Isoniazid
Isoniazid (INH)
Generic Name
Isoniazid (INH)
Mechanism
- Isoniazid (INH) is a pro‑drug that is activated by the mycobacterial enzyme ethA.
- Once activated, it alkylates the mycobacterial enoyl‑ACP reductase (InhA), inhibiting mycolic acid synthesis—essential for the mycobacterial cell wall.
- The blockade of mycolic acids disrupts cell wall integrity, leading to mycobacterial lysis.

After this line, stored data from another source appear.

PR #1403, opened 2026-07-07
project(sidecar): Add OracleAdapter and MockOracleReceiver contracts with Go bindings

boraerincplusplus:
## NOTE:
**This is a draft, not to be merged just yet.** I'm opening this up to mark it for review and make the diff viewable on GitHub UI.

## Why this should be merged
Introduces Solidity contracts and generated Go bindings for the on-chain half of the oracle attestation pipeline. Ships one adapter, one mock receiver, one Go helper for constructing the delivery payload

## How this works
- `OracleAdapter.sol` implements `IAdapter` (verify + send). Plugs into `TeleporterMessengerV2` as the message verifier for oracle deliveries.
- `OracleAdapter.t.sol` contains Foundry unit tests covering happy path, source allowlisting, replay rejection, wrong-source-chain rejection, and access control 
- `MockOracleReceiver.sol`: test `ITeleporterReceiver` implementation.
- `OracleAdapter.go` + `MockOracleReceiver.go` are auto-generated ABI bindings and account for the bulk of the LOC diff

## How this was tested
- Foundry unit tests (`OracleAdapter.t.sol`) contains 9 test cases covering the verify path, admin methods, and replay protection.
- Full E2E pipeline in the icm-services E2E suites is in the subsequent PRs, including live Solana devnet verification


icm-contracts/avalanche/mocks/MockOracleReceiver.sol
```diff
@@ -0,0 +1,68 @@
+// (c) 2026, Ava Labs, Inc. All rights reserved.
+// See the file LICENSE for licensing terms.
+
+// SPDX-License-Identifier: LicenseRef-Ecosystem
+
+pragma solidity 0.8.30;
```
batconjurer:
```suggestion
pragma solidity ^0.8.30;
```

icm-contracts/avalanche/mocks/MockOracleReceiver.sol
```diff
@@ -0,0 +1,68 @@
...
+
+import {ITeleporterReceiver} from "@teleporter/ITeleporterReceiver.sol";
+
+/**
+ * @dev Test receiver for oracle E2E tests. Records the last delivered oracle message
```
batconjurer, line 11: nit: de-indent the body of this comment just so that it is in line with the rest of the repo

icm-contracts/avalanche/teleporterV2/tests/OracleAdapter.t.sol
```diff
@@ -0,0 +1,249 @@
+// (c) 2026, Ava Labs, Inc. All rights reserved.
+// See the file LICENSE for licensing terms.
+
+// SPDX-License-Identifier: LicenseRef-Ecosystem
+
+pragma solidity 0.8.30;
```
batconjurer:
```suggestion
pragma solidity ^0.8.30;
```

icm-contracts/avalanche/teleporterV2/tests/OracleAdapter.t.sol
```diff
@@ -0,0 +1,249 @@
+// (c) 2026, Ava Labs, Inc. All rights reserved.
```
batconjurer, line 1: Please move this file into the tests subdir

icm-contracts/avalanche/teleporterV2/OracleAdapter.sol
```diff
@@ -0,0 +1,268 @@
+// (c) 2026, Ava Labs, Inc. All rights reserved.
+// See the file LICENSE for licensing terms.
+
+// SPDX-License-Identifier: LicenseRef-Ecosystem
+
+pragma solidity 0.8.30;
```
batconjurer, line 6:
```suggestion
pragma solidity ^0.8.30;
```

icm-contracts/avalanche/teleporterV2/OracleAdapter.sol
```diff
@@ -0,0 +1,268 @@
...
+    // Identifies the external chain or data source (e.g. "solana", "bitcoin").
+    string sourceType;
+    // Program or contract address on the source chain.
+    string sourceAddress;
+    // Destination contract on this L1 that receives the decoded payload.
+    address destContract;
+    // Block or slot number on the source chain at which the event occurred.
+    uint64 sourceBlockHeight;
+    // Monotonically increasing globally across all oracle sources. Enforces replay protection.
+    uint64 nonce;
```
batconjurer: Is there a reason not to use a uint256 here? The underlying type is going to be padded out to 32 bytes anyway.

batconjurer: Same question for sourceBlockHeight

icm-contracts/avalanche/teleporterV2/OracleAdapter.sol
```diff
@@ -0,0 +1,268 @@
...
+    function sendMessage(
+        TeleporterMessageV2 calldata message
+    ) external override {
+        WARP_MESSENGER.sendWarpMessage(abi.encode(message));
+    }
+
+    /**
+     * @notice Verify a validator-attested oracle message.
+     *
+     * @dev The calling transaction MUST include the signed warp oracle message in its
```
batconjurer, line 140: I actually like this formatting better. Shame it isn't what we are using throughout the rest of the codebase. Best to be consistent though.

icm-contracts/avalanche/teleporterV2/OracleAdapter.sol
```diff
@@ -0,0 +1,268 @@
...
+     * @inheritdoc IMessageVerifier
+     */
+    function verifyMessage(
+        TeleporterICMMessage calldata message
+    ) external override returns (bool) {
+        uint32 warpIndex = abi.decode(message.attestation, (uint32));
+
+        // 1. Read the precompile-verified warp message. The BLS aggregate was already
+        //    checked against this L1's validator set during block execution.
+        (WarpMessage memory warp, bool valid) = WARP_MESSENGER.getVerifiedWarpMessage(warpIndex);
```
batconjurer, line 155: Do you have a write-up of the whole flow somewhere? In my mental model, there was no need for TeleporterV2 to "send" a message. Is the idea that relayers need to watch for an event from TeleporterV2 in order to know when to collect signatures? No that can't be it, because then someone would need to call the send function of TeleporterV2 and that would requires listening to an external party (like Solana). In such case, why not just make the relayer listen?

icm-contracts/avalanche/teleporterV2/OracleAdapter.sol
boraerincplusplus: makes total sense. thx

icm-contracts/avalanche/teleporterV2/tests/OracleAdapter.t.sol
boraerincplusplus: 👍

icm-contracts/avalanche/teleporterV2/OracleAdapter.sol
boraerincplusplus: my logic was that if I extend IAdapter, I can plug the OracleAdapter into TeleporterV2, giving a uniform interface, piggying back off of the existing replay protection, gas limit handling, and callback function `receiveTeleporterMessage`.  Not implementing `sendMessage` would either mean that I don't extend IAdapter, or a Liskov violation. I noticed that ZKAdapter just emits a log (which I assume the Avalanche to Ethereum relayer picks up), and WarpAdapter calls the `sendWarpMessage,` so I just copied that for now. I haven't though much about the outbound side of this, but depending on what we come up with, it's subject to change. I thought of it like a placeholder for now.

batconjurer: I see what you're going for, but with this approach, you will need the send message to be called. Otherwise the message isn't loaded into the slots and this line will fail. If we can just emit an event, that would be simpler.

boraerincplusplus: now emitting an event instead of Warp 👍

icm-contracts/avalanche/teleporterV2/tests/OracleAdapter.t.sol
```diff
@@ -0,0 +1,242 @@
...
+// See the file LICENSE for licensing terms.
+
+// SPDX-License-Identifier: LicenseRef-Ecosystem
+
+pragma solidity 0.8.30;
```
mdelle1:
```suggestion
pragma solidity ^0.8.30;
```

icm-contracts/avalanche/mocks/MockOracleReceiver.sol
```diff
@@ -0,0 +1,66 @@
...
+        address, // originSenderAddress is address(0) for oracle messages
+        bytes calldata message
+    ) external override {
+        if (msg.sender != teleporterMessenger) {
+            revert OnlyTeleporterMessenger(msg.sender, teleporterMessenger);
+        }
+
+        (
+            string memory sourceType,
+            string memory sourceAddress,
```
mdelle1, line 61: I believe the `sourceBlockHeight` and `nonce` are encoded as `uint256` in the OracleAdapter but here they are decoded as `uint64`s

icm-contracts/avalanche/mocks/MockOracleReceiver.sol
```diff
@@ -0,0 +1,66 @@
...
+    /**
+     * @inheritdoc ITeleporterReceiver
+     */
+    function receiveTeleporterMessage(
+        bytes32 sourceBlockchainID,
+        address, // originSenderAddress is address(0) for oracle messages
+        bytes calldata message
+    ) external override {
+        if (msg.sender != teleporterMessenger) {
+            revert OnlyTeleporterMessenger(msg.sender, teleporterMessenger);
```
mdelle1: I would change `OnlyTeleporterMessenger` to `UnauthorizedSender`

icm-contracts/avalanche/mocks/MockOracleReceiver.sol
```diff
@@ -0,0 +1,66 @@
...
+        ) = abi.decode(message, (string, string, uint64, uint64, bytes));
+
+        lastSourceChainID = sourceBlockchainID;
+        lastSourceType = sourceType;
+        lastSourceAddress = sourceAddress;
+        lastSourceBlockHeight = sourceBlockHeight;
+        lastNonce = nonce;
+        lastPayload = oraclePayload;
+        ++receiveCount;
+    }
```
mdelle1, line 82: I think it would be a good idea to emit a `OracleMessageReceived` event here like
```
event OracleMessageReceived(
    bytes32 indexed sourceBlockchainID,
    string sourceType,
    string sourceAddress,
    uint64 sourceBlockHeight,
    uint64 nonce,
    bytes payload
);
```

icm-contracts/avalanche/teleporterV2/OracleAdapter.sol
```diff
@@ -0,0 +1,272 @@
...
+        emit OracleMessageSent(message);
+    }
+
+    /**
+     * @notice Verify a validator-attested oracle message.
+     *
+     * @dev The calling transaction MUST include the signed warp oracle message in its
+     * access list. The warp precompile verifies the BLS aggregate during block
+     * execution before this function runs.
+     * message.attestation must be abi.encode(uint32 warpIndex, OracleMessage oracleMsg).
```
mdelle1: Should be:
message.attestation must be abi.encode(uint32 warpIndex)

boraerincplusplus: 👍

icm-contracts/avalanche/mocks/MockOracleReceiver.sol
boraerincplusplus: gotchu

icm-contracts/avalanche/mocks/MockOracleReceiver.sol
boraerincplusplus: 👍

icm-contracts/avalanche/teleporterV2/OracleAdapter.sol
```diff
@@ -0,0 +1,272 @@
...
+ *
+ * @custom:security-contact https://github.com/ava-labs/icm-contracts/blob/main/SECURITY.md
+ */
+contract OracleAdapter is IAdapter {
+    IWarpMessenger public constant WARP_MESSENGER =
+        IWarpMessenger(0x0200000000000000000000000000000000000005);
+
+    address public owner;
+
+    // keccak256(abi.encode(sourceType, sourceAddress)) => allowed
```
geoff-vball: I think this comment is wrong now

icm-contracts/avalanche/teleporterV2/OracleAdapter.sol
```diff
@@ -0,0 +1,272 @@
...
+
+    /**
+     * @notice Emitted when an oracle message passes verification and is marked for delivery.
+     * @param nonce         Global oracle nonce used as the replay-protection key.
+     * @param sourceType    External chain type (e.g. "solana").
+     * @param sourceAddress Source program/contract address.
+     * @param destContract  Destination contract that will receive the payload.
+     */
+    event OracleMessageVerified(
+        uint256 indexed nonce, string sourceType, string sourceAddress, address indexed destContract
```
geoff-vball: So indexed event fields are usually used by third parties that want to query every event that has a specific value of that field. You can index either up to 3 or 4 (I think you have can 4 indexes for an event, but I think the first is taken up by the event signature or something). I can imagine someone wanting to query *all message sent from Solana* or *all messages from sourceAddress x*, and I think both of those are probably more useful than indexing the nonce.

icm-contracts/avalanche/teleporterV2/OracleAdapter.sol
geoff-vball: Just to chime in here... Sometimes TeleporterV2 will have to "send" a message - depending on what underlying mechanism it's using. For instance, if TeleporterV2 is using the WarpAdapter, it will have to "send" the message, and I imagine it would be the same if we used some third part service. 

There is however a "class" of cross-chain mechanisms that don't require this step, and only require an event be emitted - such as what we have going on with the merkle set registry etc.

icm-contracts/avalanche/teleporterV2/OracleAdapter.sol
```diff
@@ -0,0 +1,277 @@
...
+     * access list. The warp precompile verifies the BLS aggregate during block
+     * execution before this function runs.
+     * message.attestation must be abi.encode(uint32 warpIndex).
+     * message.sourceBlockchainID must equal this chain's blockchain ID.
+     *
+     * @inheritdoc IMessageVerifier
+     */
+    function verifyMessage(
+        TeleporterICMMessage calldata message
+    ) external override returns (bool) {
```
ylg-avalabs, line 150: In the verifyMessage, it seems not read message.message. We did the check in WarpAdapter: https://github.com/ava-labs/icm-services/blob/main/icm-contracts/avalanche/teleporterV2/WarpAdapter.sol#L76

icm-contracts/avalanche/teleporterV2/OracleAdapter.sol
```diff
@@ -0,0 +1,277 @@
...
+
+        // 4. Source allowlist check. Validators also enforce this per-node, but the on-chain
+        //    check ensures a rogue validator cannot deliver to an unconfigured source.
+        if (!_allowedSources[oracleMsg.sourceType][oracleMsg.sourceAddress]) {
+            revert SourceNotAllowed(oracleMsg.sourceType, oracleMsg.sourceAddress);
+        }
+
+        // 5. Replay protection on the global oracle nonce. Independent of Teleporter's own
+        //    replay protection — guards against direct verifyMessage calls outside TeleporterV2.
+        if (_processedMessages[oracleMsg.nonce]) revert AlreadyProcessed(oracleMsg.nonce);
```
ylg-avalabs, line 175: `verifyMessage` is public, and anyone can call it. Because anyone can include the validator-signed warp message in their own transaction's access list and call `verifyMessage` directly, an attacker can "burn" any pending oracle nonce without delivering it. The subsequent legitimate delivery through TeleporterMessengerV2.receiveCrossChainMessage → verifyMessage then reverts with AlreadyProcessed, permanently blocking that oracle message.

`verifyMessage` should be restricted to calls from `TeleporterMessengerV2` (e.g. msg.sender == teleporterMessenger)

mdelle1 (approved):

geoff-vball:
Closing this for now until someone picks it back up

- Host activation: Acetylation in the liver (by N‑acetyltransferase 2, NAT2) determines systemic exposure; slow acetylators (≈30% of Caucasians, higher in Africans) have higher serum levels and increased risk of neurotoxicity.
Pharmacokinetics
| Parameter | Details |
| Absorption | Oral, >90 % bioavailability; peak plasma 3–6 h. |
| Distribution | Widely distributed; crosses placenta and CSF (infected sites). |
| Protein binding | 44 % – largely unbound. |
| Metabolism | Hepatic acetylation by NAT2 → acetyl‑isoniazid (inactive). |
| Elimination | Renal (≈60 % unchanged, 30–40 % as acetyl‑isoniazid). |
| Half‑life | 4–6 h (slow) / 1–1.5 h (fast); overall T½ ~4 h (slow) and 2 h (fast). |
| Special populations | Renal impairment: ~10‑15 % longer half‑life; hepatic impairment: minimal effect. |
Indications
- Prophylaxis of latent *Mycobacterium tuberculosis* infection in high‑risk contacts, HIV‑positive patients, and immunosuppressed individuals.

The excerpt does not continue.